Пришедшие остановились в нерешительности. В самом деле: после третьих петухов нечистой силы не должно быть.
— Кто ж ты будешь?
— Про то я скажу вашему старшому.
— А кто наш старшой?..
— Князь Данило, княж Димитриев сын, Холмской.
— Ведите меня к нему.
— За коим делом?
— Это дело не ваше и не мое... Вы сторожа московская?
— Сторожа... А ты сама откуду?
— Из воды да из земли... Так идите ж со мной, добры молодцы, — не бойтесь меня.
Ратные двинулись вперед, но запнулись за что-то и остановились. На обглоданном зверьем и обклеванном птицами скелете что-то блеснуло...
— Чур мое! Чур пополам! — разом вскричали оба ратника, бросаясь к скелету и схватывая что-то блестящее. — Чур мое! Я первым увидал!
— Врешь! Я первый...
— А! Подрались вороны из-за кости... У! Улю-люлю!.. Ату ево! Ату! — засмеялась старуха тихим старческим смехом.

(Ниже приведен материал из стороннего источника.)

PR #66, opened 2017-10-16
Updated average precision calculation

jorisvandenbossche:
(still need to clean it up and add tests)

From a quick benchmark, this improves the performance considerably and makes it similar to the other scores in time to calculate:

- for 500 patches: 1.1 s to 100 ms (while precision or recall take ca 40 ms, SCP 200 ms)
- on the full test data of 10000 patches: 23s -> 2s (while precision or recall take ca 0.7 s)

If needed this could still be improved (as for the lower confidence values, it is not really needed anymore to do it step by step for a single new prediction, as this has only minor impact on the final average precision), but I don't think that is needed.

Regarding the precision. For the example with 500 test patches, I compared with the "fully exact" method (so for each step in including the next prediction, recalculate the full exact match), the two methods are *very* similar: 0.55176 (the full exact) vs 0.55224 (the 'greedy', this PR). So only a minor difference. 
Note that on current master, we use not a "full exact", but only an exact match for a certain number of confidence thresholds, and this gives 0.5254 (so less exact than the 'greedy' method in this PR anyhow, and much slower)


rampwf/score_types/detection.py
```diff
@@ -144,14 +144,9 @@ def __init__(self, name=_name, precision=2, iou_threshold=0.5):
...
-                       for single_detection in y_pred
-                       for detected_object in single_detection]
-        min_conf, max_conf = np.min(y_pred_conf), np.max(y_pred_conf)
-        conf_thresholds = np.linspace(min_conf, max_conf, 20)
-        ps, rs = precision_recall_curve(y_true, y_pred, conf_thresholds,
-                                        iou_threshold=self.iou_threshold)
-        return average_precision_interpolated(ps, rs)
+        ps, rs = precision_recall_curve_greedy(
+            y_true, y_pred, iou_threshold=self.iou_threshold)
+        return average_precision_exact(ps, rs)
```
aboucaud: `precision_recall_curve_greedy` returns 3 objects so it should be `_, ps, rs = ...`

rampwf/score_types/detection.py
```diff
@@ -652,6 +647,79 @@ def precision_recall_curve(y_true, y_pred, conf_thresholds, iou_threshold=0.5):
     return np.array(ps), np.array(rs)
 
 
+def _add_id(y):
+    """Helper function to flatten and add id column to list of lists"""
+    y_new = []
```
aboucaud: Mention here that this method removes empty lists instead of indexing them.

rampwf/score_types/detection.py
```diff
@@ -652,6 +647,79 @@ def precision_recall_curve(y_true, y_pred, conf_thresholds, iou_threshold=0.5):
...
+    y_pred
+    iou_threshold
+
+    Returns
+    -------
+
+    """
+    y_pred2 = _add_id(y_pred)
+    y_pred2_sorted = y_pred2[np.argsort(y_pred2[:, 1])[::-1], :]
+
```
aboucaud: Add a comment like `# Sorting predicted objects by decreasing confidence`

rampwf/score_types/detection.py
```diff
@@ -652,6 +647,79 @@ def precision_recall_curve(y_true, y_pred, conf_thresholds, iou_threshold=0.5):
...
+    """
+    Calculate precision and recall incrementally based on the predictions
+    sorted by confidence (not calculating an exact optimal match for each
+    confidence level).
+
+    Parameters
+    ----------
+    y_true
+    y_pred
+    iou_threshold
```
aboucaud: Mention here the expected input for y_pred, since its different than y_true 
=> `(conf, row, col, rad)`

rampwf/score_types/detection.py
```diff
@@ -751,6 +819,28 @@ def average_precision_interpolated(ps, rs):
...
 
 
+def average_precision_exact(ps, rs):
+    # from https://github.com/amdegroot/ssd.pytorch/blob/ce4c994db0ee11f82aabb4fdb3499dc970156db5/eval.py#L182-L213
+
+    # correct AP calculation
+    # first append sentinel values at the end
+    mrec = np.concatenate(([0.], rs, [1.]))
+    mpre = np.concatenate(([0.], ps, [0.]))
+
```
aboucaud: Sure this is not a `[1.]` after `ps, ` ?

rampwf/score_types/detection.py
jorisvandenbossche: yep

rampwf/score_types/detection.py
jorisvandenbossche: done

rampwf/score_types/detection.py
jorisvandenbossche: done

rampwf/score_types/detection.py
jorisvandenbossche: Hmm, good question. I copied it from https://github.com/amdegroot/ssd.pytorch/blob/ce4c994db0ee11f82aabb4fdb3499dc970156db5/eval.py#L182-L213, which of course does not mean it is correct.

Intuitively indeed it should be different for precision and recall

jorisvandenbossche: I suppose that because a few lines further, you take the cumulative max along the precision curve, it does not matter (or to say, the 0 is replace by the highest obtained precision, which is not necessarily 1 if the first prediction (the one with the highest confidence) is not a good one)

jorisvandenbossche: same seems to be done by google in tensorflow: https://github.com/tensorflow/models/blob/fb12693f2420cc687d0ca8c640c241610b2b036b/research/object_detection/utils/metrics.py#L110-L120

aboucaud: > I suppose that because a few lines further, you take the cumulative max along the precision curve, it does not matter (or to say, the 0 is replace by the highest obtained precision, which is not necessarily 1 if the first prediction (the one with the highest confidence) is not a good one)

👍  sounds like a good reason why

Гривна, висевшая на скелете, не снималась: шейные жилы оставались целы.
— Ишь, черт, держит. Не прощает...
— А вот я ево топором.
И топор отделил череп от скелета. Гривна снялась с мертвеца.
— Наше счастье... Что ж, давай дуваниться пополам...

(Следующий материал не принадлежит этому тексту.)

PR #67, opened 2017-10-17
Add Detection Error score 

jorisvandenbossche:


jorisvandenbossche:
For me it feels a bit strange to only look at the number of objects, and not at the actual match. As the number does not say anything about the quality of the detection. 

We could also calculate the `n_matches`, and then all of `n_true`, `n_pred` and `n_matches` have to be equal instead of only `n_true` and `n_matches`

— Нет, на рогатине прометнем — кому...
— На рогатине так на рогатине...
Один ратник взял правой рукой конец рогатины и, держа ее торчмя, протянул к другому: «Перехватывай»... Второй также перехватил древко рогатины как раз у самой руки первого, вплотную. Затем опять таким же образом перехватил первый, потом опять второй, и они чередовались перехватами до тех пор, пока рогатины, у ее острого, с железным острием конца, не осталось на один перехват. Этот последний перехват выпадал на долю ратника. Он крепко захватил рукою острие рогатины...
— Удержишь? Нуко-сь...
— Удержу-ста. Видывали — не впервой.
— Ту, а через голову перекинешь?
— Перекину-ста... Лови за хвост свою рогатину!
— Добро, кидай... Уухх!
Но рогатина, у которой древко было очень тяжелое, а острие тонкое, при размахе, при усилии перекинуть ее через голову, выскользнула из руки ратника и ударила его по лбу...
— Ах, дьявол!
— Что! Угораздило? Вот тебе и гривна.
— Незадача добру молодцу — не вывезла кривая, — улыбнулась старуха.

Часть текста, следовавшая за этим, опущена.